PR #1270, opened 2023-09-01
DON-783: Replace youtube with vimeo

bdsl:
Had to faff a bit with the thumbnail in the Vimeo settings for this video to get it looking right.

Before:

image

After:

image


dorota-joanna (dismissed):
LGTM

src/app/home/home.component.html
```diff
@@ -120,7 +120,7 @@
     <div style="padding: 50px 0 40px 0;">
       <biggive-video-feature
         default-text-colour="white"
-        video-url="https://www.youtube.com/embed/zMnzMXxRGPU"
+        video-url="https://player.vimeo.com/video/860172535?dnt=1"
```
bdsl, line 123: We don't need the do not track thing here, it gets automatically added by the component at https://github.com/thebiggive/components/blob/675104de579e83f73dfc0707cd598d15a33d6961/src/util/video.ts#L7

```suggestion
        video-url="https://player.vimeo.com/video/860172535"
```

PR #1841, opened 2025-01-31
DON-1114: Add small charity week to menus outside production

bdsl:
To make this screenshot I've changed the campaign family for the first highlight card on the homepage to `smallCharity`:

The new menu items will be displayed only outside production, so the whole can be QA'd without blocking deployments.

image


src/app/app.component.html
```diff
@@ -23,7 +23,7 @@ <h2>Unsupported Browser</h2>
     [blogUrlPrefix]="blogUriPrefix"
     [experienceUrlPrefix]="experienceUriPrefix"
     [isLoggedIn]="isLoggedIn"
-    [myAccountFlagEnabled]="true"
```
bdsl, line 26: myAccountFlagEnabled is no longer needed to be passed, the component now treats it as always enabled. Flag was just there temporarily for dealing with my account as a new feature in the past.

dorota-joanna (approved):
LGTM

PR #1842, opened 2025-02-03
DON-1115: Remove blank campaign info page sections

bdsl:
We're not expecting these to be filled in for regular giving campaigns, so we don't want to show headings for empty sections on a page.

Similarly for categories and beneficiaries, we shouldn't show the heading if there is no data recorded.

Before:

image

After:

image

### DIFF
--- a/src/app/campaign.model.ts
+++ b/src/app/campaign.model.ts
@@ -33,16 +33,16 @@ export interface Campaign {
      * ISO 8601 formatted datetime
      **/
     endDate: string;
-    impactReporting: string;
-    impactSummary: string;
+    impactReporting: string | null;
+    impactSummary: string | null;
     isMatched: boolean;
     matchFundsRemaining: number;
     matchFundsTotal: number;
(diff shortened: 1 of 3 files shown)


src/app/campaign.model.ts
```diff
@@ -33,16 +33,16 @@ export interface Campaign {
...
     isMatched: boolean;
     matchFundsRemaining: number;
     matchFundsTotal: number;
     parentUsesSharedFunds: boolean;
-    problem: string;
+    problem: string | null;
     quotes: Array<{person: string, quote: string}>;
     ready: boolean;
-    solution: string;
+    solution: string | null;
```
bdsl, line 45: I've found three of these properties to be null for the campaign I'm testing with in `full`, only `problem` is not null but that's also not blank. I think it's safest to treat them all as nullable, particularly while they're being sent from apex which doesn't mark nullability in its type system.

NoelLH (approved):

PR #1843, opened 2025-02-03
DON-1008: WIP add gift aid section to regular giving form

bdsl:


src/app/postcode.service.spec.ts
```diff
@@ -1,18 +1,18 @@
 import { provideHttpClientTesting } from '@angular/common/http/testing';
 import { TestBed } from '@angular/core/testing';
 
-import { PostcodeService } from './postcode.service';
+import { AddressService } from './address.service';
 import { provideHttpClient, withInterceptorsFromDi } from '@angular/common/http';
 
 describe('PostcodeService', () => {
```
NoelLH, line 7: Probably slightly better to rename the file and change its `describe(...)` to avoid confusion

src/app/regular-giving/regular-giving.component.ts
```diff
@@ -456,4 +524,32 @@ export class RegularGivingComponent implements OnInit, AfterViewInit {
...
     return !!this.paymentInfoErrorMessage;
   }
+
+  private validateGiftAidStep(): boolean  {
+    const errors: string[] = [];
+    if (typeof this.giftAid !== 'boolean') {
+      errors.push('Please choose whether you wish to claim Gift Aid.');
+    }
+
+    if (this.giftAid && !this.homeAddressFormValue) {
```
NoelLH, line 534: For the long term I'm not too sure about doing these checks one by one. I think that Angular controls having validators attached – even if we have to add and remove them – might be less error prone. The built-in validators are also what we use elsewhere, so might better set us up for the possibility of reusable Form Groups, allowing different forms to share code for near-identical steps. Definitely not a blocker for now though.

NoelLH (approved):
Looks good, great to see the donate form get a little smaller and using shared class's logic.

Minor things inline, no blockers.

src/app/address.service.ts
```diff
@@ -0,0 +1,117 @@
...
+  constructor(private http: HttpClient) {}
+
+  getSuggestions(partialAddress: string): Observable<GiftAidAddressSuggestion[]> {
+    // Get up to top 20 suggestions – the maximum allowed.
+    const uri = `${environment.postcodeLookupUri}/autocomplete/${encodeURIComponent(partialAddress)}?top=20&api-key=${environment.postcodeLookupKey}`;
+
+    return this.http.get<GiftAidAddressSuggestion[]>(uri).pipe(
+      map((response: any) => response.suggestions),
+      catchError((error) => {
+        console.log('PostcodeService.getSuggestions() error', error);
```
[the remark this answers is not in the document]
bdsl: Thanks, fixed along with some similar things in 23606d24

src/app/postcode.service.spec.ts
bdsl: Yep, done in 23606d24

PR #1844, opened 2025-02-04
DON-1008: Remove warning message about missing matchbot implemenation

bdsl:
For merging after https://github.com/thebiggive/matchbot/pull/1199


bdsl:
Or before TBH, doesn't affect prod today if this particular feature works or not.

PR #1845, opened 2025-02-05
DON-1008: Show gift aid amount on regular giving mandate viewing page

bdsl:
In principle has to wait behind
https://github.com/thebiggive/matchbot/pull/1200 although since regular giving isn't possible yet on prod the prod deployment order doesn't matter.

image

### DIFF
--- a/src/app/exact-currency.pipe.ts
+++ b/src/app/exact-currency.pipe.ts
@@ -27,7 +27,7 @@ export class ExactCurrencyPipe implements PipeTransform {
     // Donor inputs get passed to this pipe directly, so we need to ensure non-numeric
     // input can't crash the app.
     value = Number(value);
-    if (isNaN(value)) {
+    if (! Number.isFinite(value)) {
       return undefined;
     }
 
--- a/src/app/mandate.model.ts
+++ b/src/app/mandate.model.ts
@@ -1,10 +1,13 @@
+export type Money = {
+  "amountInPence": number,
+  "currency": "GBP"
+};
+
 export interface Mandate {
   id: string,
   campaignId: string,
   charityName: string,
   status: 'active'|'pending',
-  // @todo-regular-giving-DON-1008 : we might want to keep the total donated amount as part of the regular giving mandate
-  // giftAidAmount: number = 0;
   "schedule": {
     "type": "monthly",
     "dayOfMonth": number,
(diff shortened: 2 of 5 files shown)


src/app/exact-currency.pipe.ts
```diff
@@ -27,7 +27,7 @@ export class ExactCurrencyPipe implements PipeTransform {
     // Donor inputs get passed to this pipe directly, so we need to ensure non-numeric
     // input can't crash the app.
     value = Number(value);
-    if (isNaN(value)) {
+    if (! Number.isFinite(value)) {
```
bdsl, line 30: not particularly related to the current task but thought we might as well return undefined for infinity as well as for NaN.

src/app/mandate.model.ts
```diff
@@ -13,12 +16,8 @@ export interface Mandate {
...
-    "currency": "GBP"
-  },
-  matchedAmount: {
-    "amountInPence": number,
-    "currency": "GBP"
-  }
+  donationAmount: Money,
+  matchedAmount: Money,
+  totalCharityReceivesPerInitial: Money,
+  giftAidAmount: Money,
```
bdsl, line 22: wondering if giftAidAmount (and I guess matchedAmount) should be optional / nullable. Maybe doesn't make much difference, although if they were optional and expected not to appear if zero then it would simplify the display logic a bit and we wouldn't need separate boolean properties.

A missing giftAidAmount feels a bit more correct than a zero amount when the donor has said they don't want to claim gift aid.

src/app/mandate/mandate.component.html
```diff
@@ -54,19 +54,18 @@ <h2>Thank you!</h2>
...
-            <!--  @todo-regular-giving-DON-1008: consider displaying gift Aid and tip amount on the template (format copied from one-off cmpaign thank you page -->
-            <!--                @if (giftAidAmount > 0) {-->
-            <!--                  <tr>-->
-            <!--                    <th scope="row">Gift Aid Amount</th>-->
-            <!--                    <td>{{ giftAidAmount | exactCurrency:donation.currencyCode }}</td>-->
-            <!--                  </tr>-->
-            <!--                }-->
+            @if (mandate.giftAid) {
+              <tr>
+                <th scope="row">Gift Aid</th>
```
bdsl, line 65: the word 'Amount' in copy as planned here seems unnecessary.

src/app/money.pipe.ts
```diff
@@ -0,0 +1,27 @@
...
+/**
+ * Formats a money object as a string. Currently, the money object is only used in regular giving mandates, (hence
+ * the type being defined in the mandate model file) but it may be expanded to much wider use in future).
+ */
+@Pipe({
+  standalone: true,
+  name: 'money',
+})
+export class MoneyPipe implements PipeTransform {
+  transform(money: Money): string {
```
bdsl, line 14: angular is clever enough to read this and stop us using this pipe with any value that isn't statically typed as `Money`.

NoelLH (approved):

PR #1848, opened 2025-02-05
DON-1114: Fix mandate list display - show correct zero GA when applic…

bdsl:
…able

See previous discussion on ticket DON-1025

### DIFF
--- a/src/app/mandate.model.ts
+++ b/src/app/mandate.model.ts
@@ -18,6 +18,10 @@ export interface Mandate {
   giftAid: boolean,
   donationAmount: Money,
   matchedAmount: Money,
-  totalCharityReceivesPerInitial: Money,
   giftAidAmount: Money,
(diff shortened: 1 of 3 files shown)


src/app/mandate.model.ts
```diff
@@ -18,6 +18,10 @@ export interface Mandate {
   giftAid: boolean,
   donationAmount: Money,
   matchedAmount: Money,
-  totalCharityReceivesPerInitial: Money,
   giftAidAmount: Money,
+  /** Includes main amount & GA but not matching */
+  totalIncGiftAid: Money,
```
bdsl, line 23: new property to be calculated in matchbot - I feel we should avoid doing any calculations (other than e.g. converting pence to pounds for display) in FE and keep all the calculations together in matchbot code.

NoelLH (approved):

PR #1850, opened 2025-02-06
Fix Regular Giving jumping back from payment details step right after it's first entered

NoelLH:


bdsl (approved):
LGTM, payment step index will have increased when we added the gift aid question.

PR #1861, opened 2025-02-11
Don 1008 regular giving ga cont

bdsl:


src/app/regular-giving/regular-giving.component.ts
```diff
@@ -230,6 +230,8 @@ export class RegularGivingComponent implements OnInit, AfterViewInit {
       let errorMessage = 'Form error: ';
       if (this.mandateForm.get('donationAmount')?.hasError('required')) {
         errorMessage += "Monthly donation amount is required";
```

____

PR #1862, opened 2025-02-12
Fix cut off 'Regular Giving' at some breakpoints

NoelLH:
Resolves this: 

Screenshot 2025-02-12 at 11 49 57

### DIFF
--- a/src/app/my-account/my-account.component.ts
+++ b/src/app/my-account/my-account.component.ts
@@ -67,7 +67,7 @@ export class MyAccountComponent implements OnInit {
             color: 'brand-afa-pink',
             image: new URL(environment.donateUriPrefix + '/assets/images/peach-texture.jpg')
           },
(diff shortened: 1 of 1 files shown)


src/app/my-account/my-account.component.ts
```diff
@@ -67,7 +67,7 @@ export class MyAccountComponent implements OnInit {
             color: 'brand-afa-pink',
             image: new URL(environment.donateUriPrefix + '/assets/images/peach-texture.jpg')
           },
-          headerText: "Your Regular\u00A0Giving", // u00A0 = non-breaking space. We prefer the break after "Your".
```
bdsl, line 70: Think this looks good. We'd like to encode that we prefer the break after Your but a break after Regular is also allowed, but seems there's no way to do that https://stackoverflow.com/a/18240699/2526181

____

__What you have to do__. From the records above, pull out every line containing the word "scope".

__Result of the exercise__.
-            <!--                    <th scope="row">Gift Aid Amount</th>-->
+                <th scope="row">Gift Aid</th>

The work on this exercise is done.